● **WORK TO COMPLETE**: A complete, exact copy of the records is needed here.

● **DATA SUPPLIED**:
PR #299, opened 2022-04-11
iot2050-image-example: add armhf compat libraries

AsuraZeng:
As could not compile the 32bit application on the native machine.
it should use cross-compile method.
Some 32bit applications need to be transplanted and applied on iot2050,
so add armhf compat libraries.
besides enable compt support,can get corresponding supported sdk

### DIFF
--- a/recipes-core/images/iot2050-image-example.bb
+++ b/recipes-core/images/iot2050-image-example.bb
@@ -81,16 +81,25 @@ IOT2050_DEBIAN_BT_PACKAGES = " \
     bluez \
     pulseaudio-module-bluetooth \
     "
+
 # alsa support
 IOT2050_DEBIAN_ALSA_PACKAGES = " \
     alsa-utils \
     alsa-tools \
     "
+
+# multiarch support
+IOT2050_DEBIAN_MULTIARCH_PACKAGES = " \
+    libc6:armhf \
+    libstdc++6:armhf \
+    "
+
 IMAGE_PREINSTALL += " \
     ${IOT2050_DEBIAN_DEBUG_PACKAGES} \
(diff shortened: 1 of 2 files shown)


recipes-core/images/iot2050-image-example.bb
```diff
@@ -81,16 +81,25 @@ IOT2050_DEBIAN_BT_PACKAGES = " \
...
 # alsa support
 IOT2050_DEBIAN_ALSA_PACKAGES = " \
     alsa-utils \
     alsa-tools \
     "
+
+# multiarch support
+IOT2050_DEBIAN_MULTIARCH_PACKAGES = " \
+    libc6:armhf \
+    libstdc++6:armhf \
```
jan-kiszka, line 94: This should only enable the very basic dependencies in the SDK and on the target. Which cases do we want to address with it?

jan-kiszka (changes requested):
Let's try to polish the commit message a bit:

"To allow transplanting 32-bit applications to the iot2050, enable support for building for the compat arch and add armhf libraries. This also adds this feature to the SDK."

recipes-core/images/iot2050-image-example.bb
AsuraZeng: for pn driver,currently it only supports 32bit.user could port the pn to iot2050 and also could create their pn application by themselves.

AsuraZeng:
update the commit message

jan-kiszka (approved):

BaochengSu:
@AsuraZeng, you need fix your date-time on your PC, this commit was from the future by the time submitting.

● **SOLUTION**:
PR #299, opened 2022-04-11
iot2050-image-example: add armhf compat libraries

AsuraZeng:
As could not compile the 32bit application on the native machine.
it should use cross-compile method.
Some 32bit applications need to be transplanted and applied on iot2050,
so add armhf compat libraries.
besides enable compt support,can get corresponding supported sdk

### DIFF
--- a/recipes-core/images/iot2050-image-example.bb
+++ b/recipes-core/images/iot2050-image-example.bb
@@ -81,16 +81,25 @@ IOT2050_DEBIAN_BT_PACKAGES = " \
     bluez \
     pulseaudio-module-bluetooth \
     "
+
 # alsa support
 IOT2050_DEBIAN_ALSA_PACKAGES = " \
     alsa-utils \
     alsa-tools \
     "
+
+# multiarch support
+IOT2050_DEBIAN_MULTIARCH_PACKAGES = " \
+    libc6:armhf \
+    libstdc++6:armhf \
+    "
+
 IMAGE_PREINSTALL += " \
     ${IOT2050_DEBIAN_DEBUG_PACKAGES} \
(diff shortened: 1 of 2 files shown)


recipes-core/images/iot2050-image-example.bb
```diff
@@ -81,16 +81,25 @@ IOT2050_DEBIAN_BT_PACKAGES = " \
...
 # alsa support
 IOT2050_DEBIAN_ALSA_PACKAGES = " \
     alsa-utils \
     alsa-tools \
     "
+
+# multiarch support
+IOT2050_DEBIAN_MULTIARCH_PACKAGES = " \
+    libc6:armhf \
+    libstdc++6:armhf \
```
jan-kiszka, line 94: This should only enable the very basic dependencies in the SDK and on the target. Which cases do we want to address with it?

jan-kiszka (changes requested):
Let's try to polish the commit message a bit:

"To allow transplanting 32-bit applications to the iot2050, enable support for building for the compat arch and add armhf libraries. This also adds this feature to the SDK."

recipes-core/images/iot2050-image-example.bb
AsuraZeng: for pn driver,currently it only supports 32bit.user could port the pn to iot2050 and also could create their pn application by themselves.

AsuraZeng:
update the commit message

jan-kiszka (approved):

BaochengSu:
@AsuraZeng, you need fix your date-time on your PC, this commit was from the future by the time submitting.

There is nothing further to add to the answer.